Since the Faroe Islands have no native predators that are capable of killing the geese, a special "goose culture" has developed in the Faroe Islands, which has no equivalent in neighboring countries.
From May to October one can see flocks of geese walking freely in the outfields, where they feed on the short summer grass without any supplementary feeding.

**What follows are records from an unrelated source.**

PR #626, opened 2017-03-24
Contributions from UCLouvain group

gmatteo:
## Summary

Contributions from UCLouvain group. 

* Add support for Abinit 8.2.2 
* Improved support for DFPT calculations 
* Add support for `angdeg` in Structure.from_dict
* Fix minor py3k portability issues


shyuep:
Many thanks.

pymatgen/electronic_structure/plotter.py
```diff
@@ -2925,23 +2925,24 @@ def plot_points(points, lattice=None, coords_are_cartesian=False, fold=False, ax
 
 
 @add_fig_kwargs
-def plot_brillouin_zone_from_kpath(kpath, **kwargs):
+def plot_brillouin_zone_from_kpath(kpath, ax=None, **kwargs):
```
bocklund: Shouldn't you just be able to use `ax=ax` here and have it be propagated through the `**kwargs`?

gmatteo: The other functions in `plotter.py` already accepts an optional `ax=None` argument 
while `**kwargs` are passed en masse to the matplotlib API in order to customize the plot e.g.

    ax.plot_wireframe(x, y, z,  **kwargs)

This approach is inspired to the API used in pandas and seaborn 
(http://pandas.pydata.org/pandas-docs/stable/generated/pandas.DataFrame.plot.html)

If we start to use ``**kwargs`` to propagate keyword arguments that are not directly 
related to the `plot` method then we have to remove these keys before calling e.g. `ax.plot(..., **kwargs)` and it's easy to make a mistake.
I think the `ax=None` approach is more readable, easier to document and consistent with the other methods.

bocklund: 👍

PR #644, opened 2017-04-14
Make it easier for user to submit custom LDAUU

mkhorton:
## Summary

Currently, it's non-obvious how a user would add a custom `LDAUU` value to their `user_incar_settings` that would be used in the general case (regardless of what anions are in the input structure).

From my reading of `sets.py` it seems like if a user wants to set (e.g.) a custom `LDAUU` value for Fe, they would need to see if their structure is (e.g.) an oxide and then supply `user_incar_settings={'LDAUU':{'O':{'Fe':5}}}`. This seems non-obvious, and also would mean that `user_incar_settings` needs to be customized for every structure. The only other way I can see to do this is to add a `LDAUU` site_property but, again, this would require modification of every input structure.

This PR would add a fallback option, so that e.g. `user_incar_settings={'LDAUU':{'Fe':5}}` would work as expected in the general case.

None

## TODO (if any)

I'm not sure the best way to fix this, PR has my suggestion which should work.

### DIFF
--- a/pymatgen/io/vasp/sets.py
+++ b/pymatgen/io/vasp/sets.py
@@ -201,6 +201,12 @@ class DictSet(VaspInputSet):
             scales with # of atoms, the latter does not. If both are
             present, EDIFF is preferred. To force such settings, just supply
             user_incar_settings={"EDIFF": 1e-5, "LDAU": False} for example.
+            The keys 'LDAUU', 'LDAUJ', 'LDAUL' are special cases since
+            pymatgen defines different values depending on what anions are
+            present in the structure, so these keys can be defined in one
+            of two ways, e.g. either {"LDAUU":{"O":{"Fe":5}}} to set LDAUU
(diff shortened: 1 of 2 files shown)


pymatgen/io/vasp/sets.py
```diff
@@ -276,11 +276,14 @@ def incar(self):
...
                     elif most_electroneg in v.keys():
-                        incar[k] = [v[most_electroneg].get(sym, 0)
-                                    for sym in poscar.site_symbols]
+                        if isinstance(v[most_electroneg], dict):
+                           incar[k] = [v[most_electroneg].get(sym, 0)
+                                       for sym in poscar.site_symbols]
+                    # else, use fallback LDAU value if it exists
                     else:
-                        incar[k] = [0] * len(poscar.site_symbols)
+                        incar[k] = [v[sym] if (sym in v.keys()) else 0 for sym in poscar.site_symbols]
```
mkhorton: Thanks, have updated the PR.

PR #645, opened 2017-04-15
pymatgen.analysis.ferroelecticity module

blondegeek:
This pull request contains the Polarization and EnergyTrend classes useful for evaluating the spontaneous polarization and energy trends of a candidate ferroelectric using polarization calculations for several structures sampled from along a nonpolar-polar distortion.


pymatgen/analysis/ferroelectricity/ZVAL.yaml
```diff
@@ -0,0 +1,305 @@
+VASP_PBE_ZVAL:
```
shyuep: Is there a need for this file. This should be available from the POTCAR itself? In general, I am not a fan of hard coding these because you will need to maintain these with changes in VASP PSP.

pymatgen/core/structure.py
```diff
@@ -764,6 +764,28 @@ def get_neighbors(self, site, r, include_index=False):
                                       include_index=include_index)
         return [d for d in nn if site != d[0]]
 
+    def get_nearest_site(self, coords, site, r = None):
```
shyuep: If this is only used by ferroelectric analysis for now, I suggest you do not add this as a core function. I am pondering how many use cases there are for this function.

blondegeek: I've also found this function useful for getting the minimum distance between sites of two similar structures (with identically ordered sites) that do not have identical lattices (example script below). Should I instead create a PolarizationLattice object that inherits from Structure and add this method?

```python
def get_min_distances(struct1, struct2):
    assert len(struct1) == len(struct2)
    L = len(struct1)
    dists = []
    for i in range(L):
        coord1 = struct1[i].coords
        coord2 = struct2.get_nearest_site(coord1, struct2[i])[0].coords
        dists.append(np.linalg.norm(coord1-coord2))
    return dists
```

pymatgen/analysis/ferroelectricity/ZVAL.yaml
blondegeek: I've been using this yaml with databases created by atomate workflows that by default do not store the ZVAL for POTCARs but just the pseudopotential type and name. However, I recognize that this is a specific use case issue (and I could modify the workflow to store this information). 

I think this yaml is helpful but not necessary. It does demonstrate what information is needed from pseudopotential files to correctly calculate the ionic polarization. These dictionaries are mildly inconvenient to make if one does not readily have the POTCAR used on hand (or a PSP folder on their local machine) but only the type and name of the pseudopotential used.

Perhaps it would be better to have Outcar extract the ZVALs if lcalcpol = True (modifying __init__ and as_dict). That would solve multiple use cases. Should I go ahead and add the Outcar property if lcalcpol = True and delete the yaml and associated lines in polarization.py?

shyuep: Yes, please modify Outcar to get the ZVAL. VASP will always issue new psp and I don't think we should be trying to trying to maintain a moving target.

pymatgen/core/structure.py
shyuep: Ok. I think if you use coord_utils pbc_shortest_vector does the same thing and is probably faster?

blondegeek: They are not the same. pbc_shortest_vector assumes the same lattice. get_min_distances uses the individual lattices to find the closest image, making comparisons with cartesian coordinates. I went ahead and added PolarizationLattice(Structure) to pymatgen.analysis.ferroelectricity.polarization and removed get_nearest_site from Structure.

pymatgen/analysis/ferroelectricity/ZVAL.yaml
blondegeek: I've removed ZVAL and associated functions and added the additions to Outcar mentioned above. Now, if LCALCPOL = True, Outcar will parse the property zval_dict. I've added a test for this property.

shyuep: Thanks.

Issue #648, opened 2017-04-19
Should efermi from Vasprun be rounded to the 4th decimal place?


blondegeek:
In vasprun.xml, the Fermi level is reported to 8 decimal places, while the band energies are only reported to 4 decimal places (and thus rounded to 4 decimal places).

Excerpt from vasprun.xml:
```
...
   <i name="efermi">      2.71196589 </i>
   <total>
    <array>
     <dimension dim="1">gridpoints</dimension>
     <dimension dim="2">spin</dimension>
     <field>energy</field>
     <field>total</field>
     <field>integrated</field>
     <set> 
      <set comment="spin 1">
       <r>   -31.9226     0.0000     0.0000 </r>
       <r>   -31.7774     0.0000     0.0000 </r>
       <r>   -31.6322     0.0000     0.0000 </r>
...
```
However, this can cause errors in determining whether a material is metallic if the valence band maximum is close to this value. I'm attaching the vasprun.xml and EIGENVAL files for such an example (BaTiO3 in space group 160 which is known to have a PBE band gap of ~2.5 eV).

```python
from pymatgen.io.vasp.outputs import Vasprun
import numpy as np

vrun = Vasprun('bto_vasprun.xml')
bs = vrun.get_band_structure()
print bs.efermi
print bs.is_metal()
bs.efermi = np.round(bs.efermi,4)
print bs.efermi
print bs.is_metal()

>> 2.71196589
>> True
>> 2.712
>> False
```

Should the efermi property be rounded to the same number of decimal places by default to avoid this issue?

[bto_example.zip](https://github.com/materialsproject/pymatgen/files/935823/bto_example.zip)

shyuep:
We should not be changing the precision of the data. What we should do is to edit the is_metal method to account for floating point numerical accuracy and allow for up to a 4th decimal place difference.

PR #649, opened 2017-04-19
added 1e-4 tolerance to is_metal method of BandStructure to account f…

blondegeek:
See [https://github.com/materialsproject/pymatgen/issues/648#issuecomment-295325994](https://github.com/materialsproject/pymatgen/issues/648#issuecomment-295325994).

### DIFF
--- a/pymatgen/electronic_structure/bandstructure.py
+++ b/pymatgen/electronic_structure/bandstructure.py
@@ -298,8 +298,8 @@ class BandStructure(object):
         """
         for spin, values in self.bands.items():
             for i in range(self.nb_bands):
-                if np.any(values[i, :] < self.efermi) and \
-                        np.any(values[i, :] > self.efermi):
+                if np.any(values[i, :] - self.efermi < 1e-4) and \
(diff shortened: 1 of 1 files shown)


shyuep:
Shuldn't the second threshold be -1e-4, rather than 1e-4?

blondegeek:
No, the example on the #648 would still be categorized as metallic in that case.

shyuep:
Let's think about the intent of that method. Basically, the code is asking if there are eigenvalues that are both above and below the efermi level in a band. If there is, then it is a metal. Otherwise, it is not. So why would allowing for a +ve numerical error in the first instance and a -ve numerical error second instance lead to a wrong classification?

More importantly, why is this code not simply ```not np.all(values[i, :] - self.efermi < 1e-4)```?

blondegeek:
I think you are right that one tolerance should be negative, but it should be the first one:
`np.any(values[i, :] - self.efermi < -1e-4) and np.any(values[i, :] - self.efermi > 1e-4)`

This ensures that only energies outside the tolerance on the efermi are used to determine if the materials is a metal.

Issue #519, opened 2016-11-25
Missing dependency pybtex


specter119:
<When reporting bugs/issues, please supply the following information. If
this is a feature request, please simply state the requested feature.>

## System

* Pymatgen version: <pip>
* Python version: <2.7.12.2>
* OS version: <Linux.> 

## Summary

should add pybtex to requirement

shyuep:
This is deliberate. Pybtex is only used in one place. There is no need to add it as a required dependency. Also, it uses a primiive 2to3 method of maintaining Py27 and Py3k compatibility, which makes it difficult of pymatgen to create condo packages using it.

PR #652, opened 2017-04-24
Warn MPRester user about need to install matproj.snl extras

dwinston:
MPRester users are having issues decoding SNL objects due to `pybtex` no longer being installed by default by pymatgen. This issue was raised before as #519. I would love to have `pybtex` required, but as an alternative, this PR adds a user warning to install extras.

* Emits `UserWarning` if cannot import `pybtex`
* Gives one-liner `pip install` command to ensure matproj.snl dependencies.


specter119:
@dwinston I currently see this warning when I use python 3.6, but I think `pytex` is dependency only for python 2.x.

PR #654, opened 2017-04-26
Support Multiple Frame XYZ; Minor Changes to QChem

xhqu1981:
* Added class MXYZ to support multiple frame xyz (e.g. MD trajectory)
* Add support for "velocity" section to QChem module to AIMD setup.
* Add class QcNucVeloc to parse QChem AIMD velocity output.


shyuep:
I think MXYZ and XYZ classes should be merged.

xhqu1981:
I was thinking about it. But, are you sure? It will change the API. e.g. molecules (list) vs molecule. Of course, we can do ad-hoc stuff to make it file dependent, then we will force the user to test the type of molecule.

xhqu1981:
I mean the molecule property can be either a list of molecule or just a molecule, but the user will need to test wether it is a list.

xhqu1981:
An alternative would be to have both molecule and molecules properties. molecule returns the last frame in case multiple frame XYZ. Please let me know what is your preference.

xhqu1981:
@shyuep Merged. Please check whether you like it.

PR #669, opened 2017-05-15
modify KPOINTS file comment to more clearly indicate runs w/new kpoin…

computron:


computron:
(just look at the diff)

PR #670, opened 2017-05-17
MagneticSpaceGroup class and Structure.from_magnetic_spacegroup method

mkhorton:
## Summary

* A magnetic version of `SpaceGroup`, with information on all 1651 magnetic space groups. Magnetic space groups are commonly supplied in one of two settings ('BNS' and 'OG'); this class uses BNS as the canonical setting but can also be initialized with the OG label/number. More information on this can be found in the docstrings.

* Subclasses `SymmetryGroup` and, as much as possible, has methods equivalent to those in `SpaceGroup` have been used, and implementations re-used where appropriate.

* Incorporates data from [ISO-MAG, ISOTROPY Software Suite](http://stokes.byu.edu/iso/isotropy.php) with kind permission of Prof. Branton Campbell, BYU. The way the space group data is stored and loaded in the class is based on this data file.

* Example, to create antiferromagnetic MnF2:

```
Structure.from_magnetic_spacegroup("P4_2'/mnm'", Lattice.tetragonal(4.87, 3.30),
                                   ["Mn", "F"], [[0, 0, 0], [0.30, 0.30, 0.0]],
                                   {'magmom': [4, 0]})
```

It's in the Python standard library, but this does use `sqlite3`. A JSON data file was also tried, but loading times were really slow (19 MB), and look-ups were awkward (since the class needs to look up by one of BNS label, BNS number, OG label and OG number). Therefore a small sqlite database was used instead.

## TODO (if any)

* An additional class allowing transformations between arbitrary settings is being developed. This is slightly different from origin shifts in `groups.py`, but follows a standard specification provided by IUCr used in various CIF formats (which specifies transformations in Jones faithful notation). However, bugs are still being worked out with this.

* Not implemented are `is_supergroup()`, `is_subgroup()`

* Data file includes Wyckoff sites. These are currently parsed and printed, but nothing else is done with them.


mkhorton:
(Looks like CI failures are a result of https://github.com/materialsproject/pymatgen/commit/66a78e5d00a394d7c2a9b1365c533d4176b0e27c, since CI doesn't have a MAPI key defined? All tests in this PR should pass okay otherwise.)

shyuep:
Many thanks. I will merge for now. I am not sure why JSON would be slower than sqlite, though I agree the complexity of the query may necessitate the use of sqlite.

shyuep:
Hi, there are a number of test failures. See https://circleci.com/gh/materialsproject/pymatgen/6335 . These have nothing to do with the MAPI key but are related to the new mag symmetry changes.

Can you fix them and submit a PR?

mkhorton:
Sure, thanks, I see them. Looks like it may be a Python 2.x issue. Will submit a PR asap.

shyuep:
There is still one failure. https://circleci.com/gh/materialsproject/pymatgen/6336?utm_campaign=build-failed&utm_medium=email&utm_source=notification 

Think it is a Py2.7 issue.

mkhorton:
Hmm, weird. It works in the console but not in the nosetests.

For some reason `Structure.from_magnetic_spacegroup(id, ...)` fails when `id` is a str/label but not when it's the equivalent number, but only in the tests (e.g. `Structure.from_magnetic_spacegroup("Pn'ma'", ...` fails in the nosetests, but works in the console). Will look into this.

mkhorton:
Sorry, this should hopefully be fixed once and for all now in #673. Have used `six` to fix. Will make to test Py2.7 robustly before future PRs to make sure this doesn't happen again!

PR #2198, opened 2021-07-08
Fix substrate analyzer not actually returning objects

### LINKED ISSUE #2195: Inconsistent use of output file path in Structure.to() method
**Describe the bug**
Structure.to() method ignores the parent path of filename for certain file formats, say, .xsf format.
For example, in the following scenario,
```python
struct = Structure(...)
struct.to(filename="/path/to/struct.ext") 
```
the output file is correctly written to /path/to/struct.ext when .ext is .cif, .mcif, .json, .cssr, .poscar. But, for some formats including .xsf, it is written at ./struct.ext (current directory).

This is because, in the source code of to(), fname (which only contains the basename of the given filename) is used instead of filename variable for some extensions.
For example,  in core/structure.py:2303-2310, 
```python
        elif fmt == "xsf" or fnmatch(fname.lower(), "*.xsf*"):
            from pymatgen.io.xcrysden import XSF

            s = XSF(self).to_string()
            if filename:
                with zopen(fname, "wt", encoding="utf8") as f:
                    f.write(s)
            return 
```
zopen uses fname instead of filename. It is also the case for some other extensions.

**Expected behavior**
I think to() method should always use filename as the output path.

**Desktop (please complete the following information):**
 - OS: MacOS Big Sur

shyamd:
This should fix #2198 , which was a bug introduced in the interfaces reorganization where the substrate analyzer was constructing matches to return, but not actually returning them... DOH!

I've added a test to check for this in the future. 

Edit: Should be #2198. Thanks @bernstei

### DIFF
--- a/pymatgen/analysis/interfaces/substrate_analyzer.py
+++ b/pymatgen/analysis/interfaces/substrate_analyzer.py
@@ -64,16 +64,24 @@ class SubstrateMatch(ZSLMatch):
         else:
             elastic_energy = 0
 
-        match_dict = match.as_dict()
-
-        cls(
+        return cls(
             film_miller=film_miller,
             substrate_miller=substrate_miller,
             strain=strain,
             von_mises_strain=von_mises_strain,
             elastic_energy=elastic_energy,
             ground_state_energy=ground_state_energy,
-            **{k: match_dict[k] for k in match_dict.keys() if not k.startswith("@")},
+            **{
+                k: getattr(match, k)
+                for k in [
+                    "film_sl_vectors",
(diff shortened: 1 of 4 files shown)


bernstei:
> This should fix #2195, which was a bug introduced in the interfaces reorganization where the substrate analyzer was constructing matches to return, but not actually returning them... DOH!
> 
> I've added a test to check for this in the future.

Are you sure it's #2195 ?  That seems to be about some file I/O bug.

mkhorton:
Thanks @shyamd !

In winter the geese move freely in the cultivated infields of the villages, which in some cases is of such good quality that earlier the geese did not need complementary feed in the winter. In most places, however, caretakers provide supplementary food just before and during egg laying and when snow is on the ground. The properties of today's Faroese geese result from natural selection over centuries, where only the most well-adapted birds reproduced.

== Properties ==
In Nordisk Genbank Husdyr, the breed is described as a "not too large and not at all rough built, but otherwise it must not be refined and neat. Is very hardy and resistant to weather and disease and tolerates a harsh climate. It is hardy, very food-seeking and it has good juicy meat. Is somewhat temperamental, awake and guarding and will preferably be left alone during the breeding season." Further descriptions of the breed's phenotypic court detail: Gase 5–5,5 kg, (11-12 lbs) Goose: 4–4,5 kg, (8.8-9.9 lbs) Egg weight: 130 grams or 4.5 ounces.

Most of the Faroese geese are slaughtered in December at a weight of 4–5 kg or 9-11 pounds. After three to four weeks of fattening the chicks are slaughtered. Earlier, most got lightly salted or wind-dried for winter supplies, and the goose is a Christmas table favorite.